The Javier Prado Avenue () is one of the main avenues of Lima, capital of Peru. By its length it is the second largest avenue of the city, after the Universitaria Avenue. It goes from west to east, going through the districts of Magdalena del Mar, San Isidro, Lince, La Victoria, San Borja, Santiago de Surco, Ate and La Molina along 135 blocks.

It is divided into two segments: East Javier Prado from the Arequipa Avenue until its end in the Ate District (This last section is called Prolongación Javier Prado) with a total of 101 blocks, and West Javier Prado from the Arequipa Avenue until its beginning in the Brasil Avenue in the Magdalena del Mar district, with a total of 34 blocks. The Arequipa Avenue is used as a point of separation of both segments.
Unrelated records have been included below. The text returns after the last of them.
PR #32, opened 2023-06-01
[#5] [Backend] Set up Authentication

### LINKED ISSUE #5: [Backend] Set up Authentication
## Why

Set up authentication with `Devise` to accommodate `oauth` feature.

## Acceptance Criteria

- Use `Devise`, create endpoint with authentication locked and non-locked.
    - `GET` `/private_items` is authentication locked
    - `POST` `/public_items` is non-locked.
- Create a Chore task to remove the test endpoints.

blyscuit:
- Close #5 

## What happened 👀

Add Authentication to the app. Provides example for authenticated endpoints and non-authenticated endpoints.

## Insight 📝

- Set up `Devise`.
- Includes two controllers for testing purposes:
  - `PrivateItemsController`
  - `PublicItemsController`
- Create story to remove temporary endpoints https://github.com/blyscuit/rails-ic/issues/34.

## Proof Of Work 📹

Screen Shot 2023-06-01 at 18 10 35


spec/requests/private_controller_spec.rb
```diff
@@ -0,0 +1,27 @@
...
+        get :index
+
+        expect(response).to have_http_status(:found)
+      end
+    end
+
+    context 'when user is sign in' do
+      before(:each) do
+        sign_in Fabricate(:user)
+      end
```
byhbt: Please check this convention: https://nimblehq.co/compass/development/code-conventions/ruby/rspec/#fixtures-isolation

We don't use the `before` and `after` when writing a spec.

spec/requests/public_controller_spec.rb
```diff
@@ -0,0 +1,13 @@
+# frozen_string_literal: true
+
+require 'rails_helper'
+
+RSpec.describe PublicController, type: :controller do
+  describe 'GET#index' do
+    it 'returns expected status' do
```
byhbt:
```suggestion
    it 'returns success status' do
```

spec/models/user_spec.rb
```diff
@@ -0,0 +1,11 @@
+# frozen_string_literal: true
+
+require 'rails_helper'
+
+RSpec.describe User, type: :model do
+  let(:user) { Fabricate(:user) }
```
byhbt, line 6: Same as the comment below https://github.com/blyscuit/rails-ic/pull/32/files#r1217352048

Please check the `spec/models/keyword_spec.rb` as well.

config/initializers/devise.rb
```diff
@@ -0,0 +1,313 @@
...
+
+  # ==> Controller configuration
+  # Configure the parent class to the devise controllers.
+  # config.parent_controller = 'DeviseController'
+
+  # ==> Mailer Configuration
+  # Configure the e-mail address which will be shown in Devise::Mailer,
+  # note that it will be overwritten if you use your own mailer class
+  # with default "from" parameter.
+  config.mailer_sender = 'please-change-me-at-config-initializers-devise@example.com'
```
malparty:
```suggestion
  config.mailer_sender = ENV.fetch('MAILER_SENDER')
```

app/controllers/private_controller.rb
malparty, line 1: Why not using the `keywords` controller directly? 💡

spec/fabricators/user_fabricator.rb
```diff
@@ -0,0 +1,7 @@
+# frozen_string_literal: true
+
+Fabricator(:user) do
+  email { FFaker::Internet.email }
```
malparty:
```suggestion
  email { FFaker::Internet.unique.email }
```

This will avoid getting duplicate email if in a test you need to Fabricate multiple users 👍

spec/requests/private_controller_spec.rb
```diff
@@ -0,0 +1,27 @@
+# frozen_string_literal: true
+
+require 'rails_helper'
+
+RSpec.describe PrivateController, type: :controller do
```
malparty:
```suggestion
RSpec.describe PrivateController, type: :request do
```

spec/requests/private_controller_spec.rb
```diff
@@ -0,0 +1,27 @@
...
+  describe 'GET#index' do
+    context 'when user is not sign in' do
+      it 'returns redirect status' do
+        get :index
+
+        expect(response).to have_http_status(:found)
+      end
```
malparty:
```suggestion
      it 'redirects to the new user session page' do
        get :index

        expect(response).to have_http_status(:found)
        expect(response).to redirect_to(new_user_session_path)
      end
```

(the `new_user_session_path` might be different in your project, check at `rails routes` CLI to see what path is expected) :)

spec/requests/private_controller_spec.rb
```diff
@@ -0,0 +1,27 @@
...
+    end
+
+    context 'when user is sign in' do
+      before(:each) do
+        sign_in Fabricate(:user)
+      end
+
+      it 'returns expected status' do
```
malparty:
```suggestion
      it 'returns success status' do
```

Let's try to avoid `expected`, `correct`, `calculated` ... words in a test description. Tests should "document" the code and so when reading the test description, a developer should understand exactly what the code is expect to do.

E.x. "given 2 coffee at 1.5USD each", "it returns the price of 3USD"
=> By just reading these 2 simple descriptions, you have a clear understanding that the method calculate the price addition of a list of coffee based on their price. ;-)
If I just say "it returns the correct price", the calculation becomes "implicit" and you have to read the test implementation to understand the code.

spec/requests/private_controller_spec.rb
blyscuit: Thank you for pointing this out. Could I ask for more clarification on the why of this conventions, is it because most test files are big and having the `before` `after` make the tests more unclear?

app/controllers/private_controller.rb
blyscuit: At this point I still want `keywords` controller to work without authentication(auth) because the goal of this project is to use `oauth` for the authentication hence devise setup here is not the completion of the auth feature.
Also having one endpoints working without auth makes testing early part of the project easier for dev. 🙏

spec/requests/private_controller_spec.rb
blyscuit: Good insight from this. I modified all `controller` specs to use `request` which is more favored than the old `controller`. In the process I had to add `config.hosts` as described by this [thread](https://stackoverflow.com/a/60573259/3736373). 🙏 

Please help me check if I understand `request` tests correctly.

spec/requests/private_controller_spec.rb
```diff
@@ -0,0 +1,26 @@
+# frozen_string_literal: true
+
+require 'rails_helper'
+
+RSpec.describe PrivateController, type: :request do
+  describe 'GET#index' do
+    context 'when user is not sign in' do
```
malparty:
```suggestion
    context 'when the user is not signed in' do
```

spec/requests/private_controller_spec.rb
```diff
@@ -0,0 +1,26 @@
...
+      it 'redirects to the new user session page' do
+        get '/private'
+
+        expect(response).to have_http_status(:found)
+        expect(response).to redirect_to(new_user_session_path)
+      end
+    end
+
+    context 'when user is sign in' do
```
malparty:
```suggestion
    context 'when the user is signed in' do
```

spec/requests/api/v1/keywords_controller_spec.rb
```diff
@@ -2,16 +2,17 @@
 
 require 'rails_helper'
 
-RSpec.describe Api::V1::KeywordsController, type: :controller do
+RSpec.describe Api::V1::KeywordsController, type: :request do
   describe 'GET#index' do
-    it 'returns expected status' do
-      get :index
+    it 'returns success status' do
+      get '/api/v1/keywords'
```
```suggestion
      get keywords_path
```

You can see all the path and url helpers in the documentation: https://guides.rubyonrails.org/routing.html#path-and-url-helpers

(by the way, the whole page is quite interesting — I'm still learning new things each time I re-read it 🙈 )

spec/requests/private_controller_spec.rb
byhbt: yeah, tbh i am not propose this convention, and not sure the correct main idea behind it. 😅  But i think to avoid the global definition in when writing a spec. (as the heading is `Fixtures isolation`)

Every `single context` should define the related fixtures (test data) within itself. We don't have to look up up and down when debugging a specific test, no surprises 😮 It's not actually DRY however i think this is a good trade-off.

cc @malparty what is you idea on this?

malparty (approved):
Approved with some last suggestions~

byhbt (approved):

spec/requests/api/v1/keywords_controller_spec.rb
blyscuit: I am not able to get this working 🤔 Perhaps the project is missing some plugin? 
Screen Shot 2023-06-06 at 17 10 35

blyscuit: Working now with `api_v1_keywords_path` thank you for the suggestions and the link.

blyscuit: Do you think it should work with `private_path` and `public_path` as well? I tried but failed 🤔

malparty: `private` and `public` paths do not follow Rails standards — that also a reason why I recommend using real controllers over "temporary private/public" ones. 

The route is declared as a `resources route` but `private` and `public` are singular words. If you want them to work, you need to follow the Rails conventions:

- Pluralized controller name: `privates_controller.rb`
- Pluralized resources route: `resources :privates, only: :index`

Only from that Rails will be able to reflect the expected names (as far as I remember a model class is not mandatory — but to be confirmed). 


On the "idiomatic" side, `private` and `public` are not resource names (you will never have a DB table called `privates` or `publics`). If you want to follow the conventions, it might be better to choose a name like "private_item" (with "private_items_controller.rb" / and the route `resources :private_items`).

malparty: this is the "weird", "nice" and sometimes "annoying" part of Rails :D 

This famous "convention over configuration": If you follow the conventions, a lot of magic will happen (e.g. `_path` short hands, routes, model reflextion, etc...) but it means we have to be very careful in learning and applying those conventions (via Rails guides mainly) ;-)

blyscuit: Thank you very much. I am getting started to understand Ruby's magic. Updating this PR to make it more confirming to the conventions 🙏

malparty (approved):

spec/requests/private_items_controller_spec.rb
```diff
@@ -0,0 +1,26 @@
...
+require 'rails_helper'
+
+RSpec.describe PrivateItemsController, type: :request do
+  describe 'GET#index' do
+    context 'when the user is not signed in' do
+      it 'redirects to the new user session page' do
+        get private_items_path
+
+        expect(response).to have_http_status(:found)
+        expect(response).to redirect_to(new_user_session_path)
```
byhbt, line 12: For the API, i think we don't need to assert the `redirect_to` path. Because we just need the status for the client process the next step right?

```suggestion
```

blyscuit: I agree this is unnecessary, it will be removed when clean up none-API paths 🙏

PR #33, opened 2023-06-01
[#6] [Backend] Set up Authenticated API 

### LINKED ISSUE #6: [Backend] Set up Authenticated API
## Why

Set up authenticated API endpoints to allow only some endpoints to be accessiable without a Token.

## Acceptance Criteria

- Set up `Doorkeeper`.
- Create endpoints with authentication locked.
    - `GET` `/api/v1/private/sample` is authentication locked
- Create a Chore task to remove the test endpoints.

## Resources

https://rubyyagi.com/rails-api-authentication-devise-doorkeeper/

blyscuit:
- Close #6

## What happened 👀

Set up endpoints for oauth token.

## Insight 📝

- Set up `doorkeeper`
- Add `Api::V1:PrivateController` for testing purpose.

## Proof Of Work 📹

Screen Shot 2023-06-01 at 18 10 35


spec/requests/api/v1/private_controller_spec.rb
```diff
@@ -0,0 +1,15 @@
+# frozen_string_literal: true
+
+require 'rails_helper'
+
+RSpec.describe Api::V1::PrivateController, type: :controller do
+  describe 'GET#index' do
+    context 'when user is not sign in' do
+      it 'returns unauthorized error' do
```
byhbt, line 8:
```suggestion
      it 'returns unauthorized status' do
```

byhbt:
```suggestion
    context 'when the user is unauthenticated' do
      it 'responds unauthorized status' do
```

Or `given the user does NOT logged in`, or you can propose your own.

app/controllers/api/v1/private_controller.rb
```diff
@@ -0,0 +1,11 @@
+# frozen_string_literal: true
+
+module Api
+  module V1
+    class PrivateController < ApplicationController
+      def sample
```
byhbt: The method name in the controller should follow the Rails Controller method names. We just use the different name in some special case (`download`, ...). I got your point here this is just a sample, however let use the Rails way naming https://guides.rubyonrails.org/action_controller_overview.html#what-does-a-controller-do-questionmark

```suggestion
      def index
```

app/controllers/api/v1/keywords_controller.rb
```diff
@@ -3,6 +3,7 @@
 module Api
   module V1
     class KeywordsController < ApplicationController
+      skip_before_action :doorkeeper_authorize!
       def index
```
byhbt, line 8:
```suggestion

      def index
```

spec/requests/api/v1/private_controller_spec.rb
blyscuit: I will change to `returns unauthorized status`, keeping `returns` to make it consistent with other specs 🙏

config/routes.rb
```diff
@@ -1,9 +1,14 @@
...
+  use_doorkeeper do
+    skip_controllers :authorizations, :authorized_applications, :tokens, :token_info
+  end
+
   devise_for :users
   
   namespace :api do
     namespace :v1 do
       resources :keywords, only: :index
+      get 'private/sample', to: 'private_items#index'
```
malparty: Is there a reason why we use a custom route? 👀 
While it is not forbidden, we generally try to stay within the basic resources routes, unless there is a specific need that cannot use them (e.g. a download file action that is not specific to a single `id` – so cannot use the `show` default route).

Note that this is not a big issue, but more a small practice to stay as close as possible to the Rails way ;-)

config/initializers/doorkeeper.rb
```diff
@@ -0,0 +1,18 @@
+# frozen_string_literal: true
+
+Doorkeeper.configure do
+  orm :active_record
+
```
malparty, line 5:
```suggestion
  api_only

```

According to the documentation there is an [api_only](https://doorkeeper.gitbook.io/guides/ruby-on-rails/api-mode) mode. 🤔 Did you try it? :)

> Note that I never worked with DoorKeeper, so this suggestion might not work 😇

malparty (changes requested):

app/controllers/api/v1/private_items_controller.rb
```diff
@@ -0,0 +1,11 @@
+# frozen_string_literal: true
+
+module Api
+  module V1
+    class PrivateItemsController < ApplicationController
```
byhbt, line 5: Instead of creating a `PrivateItemsController` for testing/mockup, i think we also could define a private controller that potentially will be used in the next tickets, so we don't need to removed it after this PR.

byhbt (approved):

app/controllers/api/v1/private_items_controller.rb
blyscuit: I think the method will be temporary, even with a feature-ready controller, I find it easier to keep the unused soon-to-be-removed code in the same place for easier clean up 🙏

config/initializers/doorkeeper.rb
blyscuit: I tried adding this flag but `rails routes` still returns `applications` routes so I still have to skip them. 🙏

malparty: While routes might still be present, I understand from the documentation that using the `api_only` flag can reduce the features loaded into the project (like views, view helpers, etc...). So even if it feels like it does not change anything, it might still be useful for the project :)

malparty (approved):
# 🚀

app/controllers/api/v1/private_items_controller.rb
byhbt: that's fine.

byhbt (approved):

Its name comes from the Peruvian philosopher Javier Prado, son of the President Mariano Ignacio Prado, who governed Peru during the War of the Pacific. Javier Prado, however, was a relevant political figure at the beginning of the 20th century, he even ended up being the Rector of the National University of San Marcos.

The Javier Prado Avenue is the fourth most congested street in Lima, and has 29 public transport routes using it.

Trivia 
 In 1968, the Mayor of Lima Luis Bedoya Reyes built the first phase of the Luis Bedoya Reyes Avenue, which ended in the Javier Prado Avenue.